You might remember that a few weeks ago I wrote a blog post about what I learned at a panel discussion I attended, organized by the This Is Who I Am Project. The project aims to raise awareness of the experiences of people in the LBGTQ community related to mental health and mental illness. I was able to get in touch with the organizer and send her some questions. I was very happy with her responses and am delighted to share them with you. They are eye-opening!
1) Why did you start the “This Is Who I Am Project?” What do you hope to achieve?
I started this project from a Self-Expression and Leadership program through Landmark Education. I remember my coach saying to me “You are an impact to people and you are a huge impact to community.” From that I took on creating something that was close to my heart and that I was passionate about – a project for the LGBTQ community and creating awareness surrounding mental health and wellness. I struggled with depression and for the longest time I was so afraid of people finding out. I know that within the LGBTQ community, there are so many people affected by mental health issues like depression and anxiety. Whether it be the “coming out process”, gender identity, relationships, bullying, family situations, work and school inclusion, mental health issues are widespread and are at a dangerous level that affects LGBTQ people emotionally and physically. The problem is nobody wants to talk about it – they are ashamed to admit it or they may feel weak. By suppressing themselves and not reaching out for help, they resort to much more dangerous ways to cope like substance abuse.
I hope to make a change in our community and really cause a shift in thinking; I want to let people know that that is no harm and no shame in talking about mental health issues because we all go through it. I want to inspire people to start talking about it so we can all support each other.
2) Why are people in the LGBTQ community at higher risk of mental health issues?
As a marginalized group LGBTQ people still experience discrimination and stigma. This discrimination can have a negative effect throughout life. Through the “coming out process”, many LGBTQ people sometimes suppress who they really are, hide their orientation and change their behaviour or appearance for fear of homophobia, bullying or violence. When you tack on unsupportive family situations, culture or religion, this has a severe negative impact on mental health.
3) What have been your own experiences been with mental health issues?

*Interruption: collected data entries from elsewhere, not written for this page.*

PR #581, opened 2016-09-15
ENH: Added segment selector combobox to slice view controller

cpinter:
A fourth row is added to slice view controller which is only visible if a segmentation node is present in the scene. It behaves differently than the other rows in the sense that it does not assign the selected node to a role that is specific to the slice view, but allows changing display properties of a segmentation that are global (visibility, opacity, segment visibility, outline/fill). Selecting a segmentation shows it if hidden.

ENH: Added multi-selection option to segment selector widget

ENH: Removed legacy labelmap support

Segmentation node is no longer subclass of labelmap volume node. Temporary color table is removed (color index tag remained, consecutive values are assigned). Utility function ShiftImageDataExtentToZeroStart moved to volume node from segmentation node, may come in handy


cpinter:
Segmentation nodes do not provide a merged labelmap any more to display in the label layer. It caused confusion between labelmaps and segmentations, it was undeterministic in case of overlapping segments, caused labelmap conversion unnecessarily if it was the first node in the volume combobox when switching to the Volumes module (and in other cases when GetImageData was called), etc.

Instead of the label layer support, slice view controller was augmented for segmentations, so that it can be used in the usual way too. This short video demonstrates:
http://screencast.com/t/2BInMbl4OO

cpinter:
I decided that Data probe support will be added in a separate pull request, I think it's cleaner this way.

pieper:
I didn't look into the code, but the video is very convincing!

fedorov:
Csaba, few questions:

* in the demo video you provided, what is the "Tiny Two Labels" ? Is it the legacy label map?
* have you tested the behavior of the node and segment selectors when the node name exceeds the space allocated?
* is there any way the height of the selectors can be reduced? The popup will now consume more than half of the slice viewer height ... I understand this is unrelated to this specific PR, but do you know why do we have the padding above and under the text in the node selector?

cpinter:
Good questions Andrey!
- TinyTwoLabels is a simple labelmap just to show a scenario where we have one of each
- Good point, I'll try
- Indeed, there is a few pixel extra height and I tried to get rid of that and spent an hour or so but had no luck without adding harsh limits. Any idea anyone?

On September 15, 2016 5:07:09 PM Andrey Fedorov <notifications@github.com> wrote:

Csaba, few questions:

  *   in the demo video you provided, what is the "Tiny Two Labels" ? Is it the legacy label map?
  *   have you tested the behavior of the node and segment selectors when the node name exceeds the space allocated?
  *   is there any way the height of the selectors can be reduced? The popup will now consume more than half of the slice viewer height ... I understand this is unrelated to this specific PR, but do you know why do we have the padding above and under the text in the node selector?

-

fedorov:
Thank you Csaba!

To state the obvious - this functionality is essential for helping users navigate the segmentations overlay. Thank you very much for working on this, this is a great improvement over how things are handled right now!

fedorov:
Oh, another suggestion. Trying to load brain atlas is always a good stress test. It would be interesting to see how that volume of segments will be handled.

cpinter:
Andras did a lot of performance improvements over the last week(s) using the brain atlas, so the generic segmentation infrastructure can handle that many segments much better now.

I'll try it too to make sure my changes don't introduce new bottlenecks.

On September 15, 2016 5:27:16 PM Andrey Fedorov <notifications@github.com> wrote:

Oh, another suggestion. Trying to load brain atlas is always a good stress test. It would be interesting to see how that volume of segments will be handled.

-

cpinter:
I found that neither the long node names nor the many segments in the brain atlas cause problems.

I found a bug that I need to fix (combobox not updated correctly after renaming a segment), and I'm still not sure what to do about the height of the rows in the controller popup. Otherwise all seems good to me.

cpinter:
I fixed the bug. If there are no objections then I'll integrate. Thanks for the comments!

cpinter:
I integrated this commit as http://viewvc.slicer.org/viewvc.cgi/Slicer4?view=revision&revision=25366
If anybody finds issues please let me know!
Also closing this pull request.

I struggled with depression on and off throughout my life, from my parents’ divorce when I was a teenager, to my own coming out process, my relationship woes and the constant need to be a high achiever. It presented itself in all sorts of different manners. For a time, I didn’t realize I was suffering from depression. I just thought that I had a short temper, was feeling sad and unmotivated. I was feeling a lot of guilt, and shame, questioning my self-worth, never feeling good enough and that was enough to put me into a tailspin of negative thoughts upon negative thoughts. At my lowest point, no amount of positive reinforcement was enough to make me believe that the negative thoughts in my mind were not real. Thinking about the future and the unknown terrified me. With professional help and relying on my friends and family, I developed a support system to reach out for help. That was the only way I was able to get through it. My friends and family are my world.
4) Why is it important that people share their stories with mental health publicly?
It is important that people share their stories so they can get the proper help they need. Mental health is a silent illness that affects so many of us emotionally and physically in a very negative way. Substance abuse, homelessness and suicide are on the rise. People are ashamed to talk about what’s really going on in their lives. I want people to know that they don’t have to do this alone; there is support and there is help. I want to inspire people to start the conversation about mental health, reach out to people around them and ask if they are okay – they may save a life.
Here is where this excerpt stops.